En fin, que los demás nos piden coherencia, y que el sujeto social fiable necesita ser coherente, o más bien los demás, "la sociedad", necesitan que él sea coherente, vamos, necesitan que sea él, porque si no, si empieza a actuar de modo incoherente, no saben a qué atenerse, y a ver a quién le vamos a pasar las facturas o los plazos de la hipoteca. Y así nos forjamos con los demás una persona, una personalidad coherente, un crédito social (y también comenta Unamuno la creciente importancia de vivir a crédito, en sentido económico y de economía personal....):
Vivimos de crédito, de autoridad y de confianza, y por eso pedimos consecuencia al prójimo: para que no nos engañe, es decir, para que no engañe la idea que de él tenemos. Queremos que el prójimo se mantenga fiel al concepto que de él nos hemos formado, y hasta que se haga esclavo de esta nuestra representación de él. Y he aquí por qué predicamos consecuencia.... en los demás. ("Sobre la consecuencia, la sinceridad", 344)
Obsérvese que la consecuencia queda inevitable y al menos parcialmente comprometida por la relacionalidad del yo, así como por su variabilidad caleidoscópica a la vez que pasa por distintas situaciones y relaciones a lo largo del tiempo. A ver quién es el majo que es plenamente coherente; pues ya se echa de ver que lo de plenamente hay que tomarlo cum grano salis.

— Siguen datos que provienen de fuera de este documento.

PR #100, opened 2016-01-12
Fix mobile layout and menus

markbreedlove:
Fixes https://issues.dp.la/issues/8093

* Add "viewport" `<meta>` element to the layout that makes mobile browsers show the page at the correct scale.
* Add a "charset" `<meta>` element while we're at it, as a best practice.
* Enable the menu buttons that show the navigation menu when the screen is small.

It would be nice not to need code to pull off the menus. I've implemented an adaptive menu like this (with the menu that gets replaced by a button) in pure CSS, not that I understand it that well. We can probably get rid of some of the code in a future iteration. It's harder to do it differently now without rewriting a lot of stylesheets and templates.

### DIFF
--- a/app/assets/stylesheets/vendor/main.css.erb
+++ b/app/assets/stylesheets/vendor/main.css.erb
@@ -711,7 +711,7 @@ aside .module span { color: #000; }
     transition: 0.3s ease;
 }
 
-.btn:hover, .btn a:hover, .shareSave .btn a:hover, .menu-btn:hover, .toggle:hover {
+.btn:hover, .btn a:hover, .shareSave .btn a:hover, .toggle:hover {
     background: black;
     -webkit-transition: 0.3s ease;
     -moz-transition: 0.3s ease;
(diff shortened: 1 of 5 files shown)


app/assets/stylesheets/vendor/main.css.erb
```diff
@@ -711,7 +711,7 @@ aside .module span { color: #000; }
     transition: 0.3s ease;
 }
 
-.btn:hover, .btn a:hover, .shareSave .btn a:hover, .menu-btn:hover, .toggle:hover {
+.btn:hover, .btn a:hover, .shareSave .btn a:hover, .toggle:hover {
```
AudreyAltman: It might be good to keep the `.menu-btn:hover` to maintain consistency with the rest of the website.  If you're in a desktop browser and resize your window so its really skinny, you would have use of the `:hover` state on this button.  Unless there's another reason for getting rid of it?

markbreedlove: I got rid of it because, on a mobile device, the "hover" state stays activated after you click on the link. It turns black and doesn't turn orange again. There may be some better way of handling it, but I was trying not to spend too much time on it.

AudreyAltman: That makes sense.  In that case, I agree that this is a good fix.

AudreyAltman:
I think this looks great.  Do you want to :squash: before I :merge:?

markbreedlove:
That should be ready to go now.

PR #101, opened 2016-01-12
order sets by date created or year

AudreyAltman:
This introduces a feature that allows users to sort sets by `created_date` and `year` on the `sets#index` view.  

The sort option is included in the URI as an `order` param.  For example: `/sets?order=recently_added'`  The application recognizes three legitimate `order` params, `recently_added`, `chronology_asc`, and `chronology_desc`.  Any other `order` param is ignored.  If there is no legitimate `order` param, it defaults to `recently_added`.

Changes include:

* A method in the `SourceSet` model that parses the `order` param and adds sort options to a database query.

* Updating the `source_sets#index` controller method.

* Adding a dropdown menu to the view so users can select a sort option.

* Unobtrusive JavaScript.  If JavaScript is disabled, a form submit button will appear.  If JavaScript is enabled, the form submit button will be hidden and the dropdown menu will auto-submit upon change.

This addresses [ticket #8205](https://issues.dp.la/issues/8205).

### DIFF
--- a/app/models/source_set.rb
+++ b/app/models/source_set.rb
@@ -9,7 +9,6 @@ class SourceSet < ActiveRecord::Base
   validates :name, presence: true
   validates_numericality_of :year, only_integer: true, allow_nil: true,
                                    less_than_or_equal_to: Date.today.year
-  default_scope { order(created_at: :asc) }
 
   ##
   # FriendlyId generates a human-readable slug to be used in the URL, in place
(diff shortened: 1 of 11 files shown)


app/models/source_set.rb
```diff
@@ -34,14 +33,27 @@ def self.unpublished_sets
...
   # Get SourceSets associated with all of the specified tags.
   # EACH returned SourceSet will have ALL of the tags.
   # If no tags are specified, return all SourceSets.
-  # @param tags [Array<String>]
+  # @param tags [Array<String>] or nil
   # @return [Array<SourceSet>]
   def self.with_tags(tags)
     return all unless tags.present?
-    tags.map { |tag| with_tag(tag) }.inject(:&)
+    tags.map { |tag| with_tag(tag) }.inject(:&).to_a
```
AudreyAltman: This is just correcting a bug I found.  Without `to_a` the method may return either an `Array` or an `ActiveRecord::Relation`.  This way, it always returns an `Array`.

AudreyAltman:
I've noticed in my local browser that using JavaScript to hide page elements after they've loaded is causing them to blink on the page.  I'm trying to troubleshoot this.

AudreyAltman:
Solved the blinking problem!  I enclosed the submit button in a `<noscript>` tag, so that it will not render if the browser does not have JavaScript enabled.

markbreedlove:
Looks great.

The only thing I wonder about is whether `source_sets#index` should ignore a bad `order` value. I'm usually nervous about silent failures. If this were an API endpoint I'd probably be more concerned.

In the rare event that someone fiddles with the querystring on purpose, it would be valuable to have a message printed to the page that says the value "foo" for "order" is not valid. On the other hand, if we change the valid values of the "order" parameter, and there are links pointing to the site, we don't want everyone who lands on the page to get an error message. I guess it's best to ignore invalid values for now, with reservations about doing so generally.

markbreedlove:
Also forgot to mention, it looks good and works well, both with and without Javascript enabled.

Pasa Unamuno a hablar de la inconsecuencia que se da a veces en las ideas a la vez que se mantiene una consecuencia en la personalidad, un poco a la manera del Teatro del Tío Gabriel... o viceversa, ideas consecuentes o inflexibles que, imponiéndose a la realidad de las relaciones personales y de la vida cotidiana, distorsionan a la larga la personalidad.
Pero esto ya nos lleva a otros derroteros—por ejemplo nos lleva más directamente a más dramatismo, a más vida como teatro, y allí lo llevamos, y aquí lo dejamos, pues sólo quería apuntar aquí cómo Unamuno participa al menos a veces, o en parte, de mi teoría del yo relacional. O participo yo de la suya.